The third element is also a dataframe containing those other residues that make a significant contribution to the differential environment, but in this occasion being underrepresented in the positive environment.

```head(Z[[3]])
```
```##    aa at         Z       pValue
## 17  M -1 -6.724230 8.826195e-12
## 19  Y -1 -6.707720 9.884452e-12
## 14  Y -2 -6.234550 2.265394e-10
## 29  Y  3 -5.840868 2.596470e-09
## 23  Y  1 -5.816164 3.010664e-09
## 27  Y  2 -5.605347 1.039190e-08
```

As you can see, we must reject the null hypothesis and declare that the sequence environments of oxidation-prone and oxidation-resistant methionines are distinguishable.

## Ploting the differences between sequence environment

The conclusion to which we have just arrived: the oxidable methionines exhibit a differential sequence environment, can be visually illustrated making use of the `env.plot()` function.

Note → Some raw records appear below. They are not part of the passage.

Issue #520, opened 2024-01-26
Add id queryParameter to Clob end-point 


rma-rripken:
If provided this overrides the id pathParameter.
Needed to work around clobId that contain slashes

MikeNeilson:
This *may* also be a good time to start down the path of a "UUID/integer primary key" key like thing to be able to pass to the endpoint path parameter.

e.g. since it have intentionally *NOT* been returning the database code fields we could start (but not the code or using code) by encoding the office and name of the element similar to the paging.

e.g. office / name -> base64

... maybe not slash though. 

That said the queryParameter id would still be desired so definitely focus on that. If a simplified path parameter can be done that would set the path forward for the other end points.

PR #525, opened 2024-01-27
Feature/521 text plain

### LINKED ISSUE #521: Make Clob and Blob end-points that stream raw data.
End-point should start returning first byte quickly (before 10s idle time).
data is not encapsulated/chunked/paged etc.  Data does not need to be unescaped,decoded etc. 
Just raw data.
Ideally supports range-requests.

rma-rripken:
closes #521

### DIFF
--- a/cwms-data-api/src/main/java/cwms/cda/api/BlobController.java
+++ b/cwms-data-api/src/main/java/cwms/cda/api/BlobController.java
@@ -1,7 +1,9 @@
 package cwms.cda.api;
 
 import static com.codahale.metrics.MetricRegistry.name;
+import static cwms.cda.api.Controllers.CREATE;
 import static cwms.cda.api.Controllers.CURSOR;
+import static cwms.cda.api.Controllers.FAIL_IF_EXISTS;
 import static cwms.cda.api.Controllers.GET_ALL;
 import static cwms.cda.api.Controllers.GET_ONE;
 import static cwms.cda.api.Controllers.LIKE;
@@ -16,6 +18,12 @@ import static cwms.cda.api.Controllers.queryParamAsClass;
 import com.codahale.metrics.Histogram;
 import com.codahale.metrics.MetricRegistry;
 import com.codahale.metrics.Timer;
+import com.fasterxml.jackson.core.JsonProcessingException;
+import com.fasterxml.jackson.databind.ObjectMapper;
+import com.fasterxml.jackson.dataformat.xml.JacksonXmlModule;
+import com.fasterxml.jackson.dataformat.xml.XmlMapper;
+import com.fasterxml.jackson.datatype.jsr310.JavaTimeModule;
+import com.google.common.flogger.FluentLogger;
 import cwms.cda.api.errors.CdaError;
 import cwms.cda.data.dao.BlobDao;
 import cwms.cda.data.dao.JooqDao;
@@ -24,13 +32,18 @@ import cwms.cda.data.dto.Blobs;
 import cwms.cda.data.dto.CwmsDTOPaginated;
 import cwms.cda.formatters.ContentType;
 import cwms.cda.formatters.Formats;
+import cwms.cda.formatters.FormattingException;
+import cwms.cda.formatters.json.JsonV2;
 import io.javalin.apibuilder.CrudHandler;
 import io.javalin.core.util.Header;
 import io.javalin.http.Context;
 import io.javalin.http.HttpCode;
+import io.javalin.http.HttpResponseException;
+import io.javalin.plugin.openapi.annotations.HttpMethod;
 import io.javalin.plugin.openapi.annotations.OpenApi;
 import io.javalin.plugin.openapi.annotations.OpenApiContent;
 import io.javalin.plugin.openapi.annotations.OpenApiParam;
+import io.javalin.plugin.openapi.annotations.OpenApiRequestBody;
 import io.javalin.plugin.openapi.annotations.OpenApiResponse;
 import java.io.InputStream;
 import java.util.List;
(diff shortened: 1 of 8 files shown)


cwms-data-api/src/main/java/cwms/cda/api/BlobController.java
```diff
@@ -138,50 +156,118 @@ public void getAll(Context ctx) {
...
-
-            if (optAc.isPresent()) {
-                Blob blob = optAc.get();
 
-                ctx.contentType(blob.getMediaTypeId());
-                byte[] value = blob.getValue();
-                ctx.result(value);
-
-                requestResultSize.update(value.length);
+            Consumer<Triple<InputStream, Long, String>> tripleConsumer = triple -> {
```
MikeNeilson, line 170: Neat trick.

cwms-data-api/src/main/java/cwms/cda/data/dao/BlobDao.java
```diff
@@ -1,14 +1,33 @@
...
+import kotlin.Triple;
+import org.jetbrains.annotations.NotNull;
 import org.jooq.DSLContext;
 import org.jooq.Record;
 import org.jooq.ResultQuery;
+import usace.cwms.db.jooq.codegen.packages.CWMS_TEXT_PACKAGE;
 
 public class BlobDao extends JooqDao<Blob> {
+
+    public static final String BLOB_WITH_OFFICE = "SELECT CWMS_MEDIA_TYPE.MEDIA_TYPE_ID, AT_BLOB.VALUE \n"
```
MikeNeilson, line 21: Does the latest jooq codegen include the at_ tables?

If not, totally fine, if yes, we probably should them. 

Definitely okay with bypassing the view.

cwms-data-api/src/main/java/cwms/cda/api/ClobController.java
```diff
@@ -178,13 +187,39 @@ public void getAll(@NotNull Context ctx) {
...
+                        ctx.status(HttpServletResponse.SC_NOT_FOUND).json(new CdaError("Unable to find "
+                                + "clob based on given parameters"));
+                    } else {
+                        ctx.seekableStream(stream, "text/plain", length);
+                    }
+                };
+
+                dao.getClob(clobId, office.orElse(null), streamConsumer);
+
+                return;
```
MikeNeilson: Would it be better to put the next section in the "else" instead of returning.

@adamkorynta @ktarbet @DanielTOsborne 

NOTE: purely a question of style.

MikeNeilson (commented):
Looks good. a few nitpicks or just general questions.

cwms-data-api/src/main/java/cwms/cda/api/ClobController.java
adamkorynta: yeah an else is a lot more readable to me. Our general rule of thumb is one return per method if possible. Two max with an exception being short-circuiting when throwing IllegalArgumentException or some such at the top of the method

MikeNeilson: yeah, I'm all for direct simple returns of values in short functions, but total shortcut is just a little jarring.

cwms-data-api/src/main/java/cwms/cda/api/BlobController.java
rma-rripken: I don't love it but I'm hoping we can try it for now.   It puts a kotlin class in the interface signature.  But the code is only going to work with Javalin which makes heavy use of kotlin so that seemed the fastest solution.  I didn't see a similar Java class sitting around.  Maybe we can create our own ThreeTuple class or a TriConsumer or something else in the future.  The jOOQ connection has to be open for the streaming to work so passing the consumer is the only way I figured out to make it work.

cwms-data-api/src/main/java/cwms/cda/data/dao/BlobDao.java
rma-rripken: Its a little unclear to me what your comment is asking for.   
Is there a view for Blobs?  Before these changes the BlobDao was already going to AT_BLOB and that table had all the pieces I needed so I didn't look into changing what was queried.
jOOQ doesn't handle Blob and Clob the way I want.  I don't want them mapped to String or byte[]. I want the actual Blob object so I can connect the stream directly into to javalin's result stream.

cwms-data-api/src/main/java/cwms/cda/api/BlobController.java
MikeNeilson: Yeah, it makes sense and that's what callbacks are for. The javalin reference seemed odd but it makes sense to me as we have to pull the library in. Nothing wrong with using something useful.

cwms-data-api/src/main/java/cwms/cda/data/dao/BlobDao.java
MikeNeilson: I thought there was, but I might be wrong. but the JOOQ codegen *should* now also wrap the tables directly.

But if it doesn't behave correctly then don't worry about it. Though maybe a short comment explaining that for the next set of fools.

MikeNeilson (dismissed):

MikeNeilson (dismissed):

MikeNeilson (dismissed):
Perfect.

rma-rripken:
@MikeNeilson  Please review again. I think my change dismissed the previous approval

MikeNeilson (dismissed):

rma-rripken:
Why does it say I dismissed the approval?  All I did was refresh the page.

MikeNeilson:
weird. it's like it thinks you did a rebase again or something.

MikeNeilson (dismissed):

rma-rripken:
Maybe it doesn't like that #519 and #520 have been merged.  I'll try to merge in develop and see if that makes it happy

MikeNeilson:
That likely, I've seen similar behavior on other PR sets were i've branch off and made multiple PRs at the same time for review.

MikeNeilson (approved):

MikeNeilson:
I decided to just merge it in since we've done this back and forth like 3 times now I think; through no fault of either of us.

For instance, let’s focus on tyrosine, an amino acid that is clearly underrepresented in the environment of MetO.

```env.plot(Z[[1]], aa = 'Y', pValue = 0.05)
```

## Other hypothesis that can be easily tested

At this point we’re ready to address a number of different working hypothesis. As an exercise, we suggest the reader to tackle the question of whether the sequence environments of human MetO sites oxidized in vivo and that of MetO sites oxidized in vitro are equal. Would there be differences between prokaryotes and eukaryotes? between plants and animals? and so on.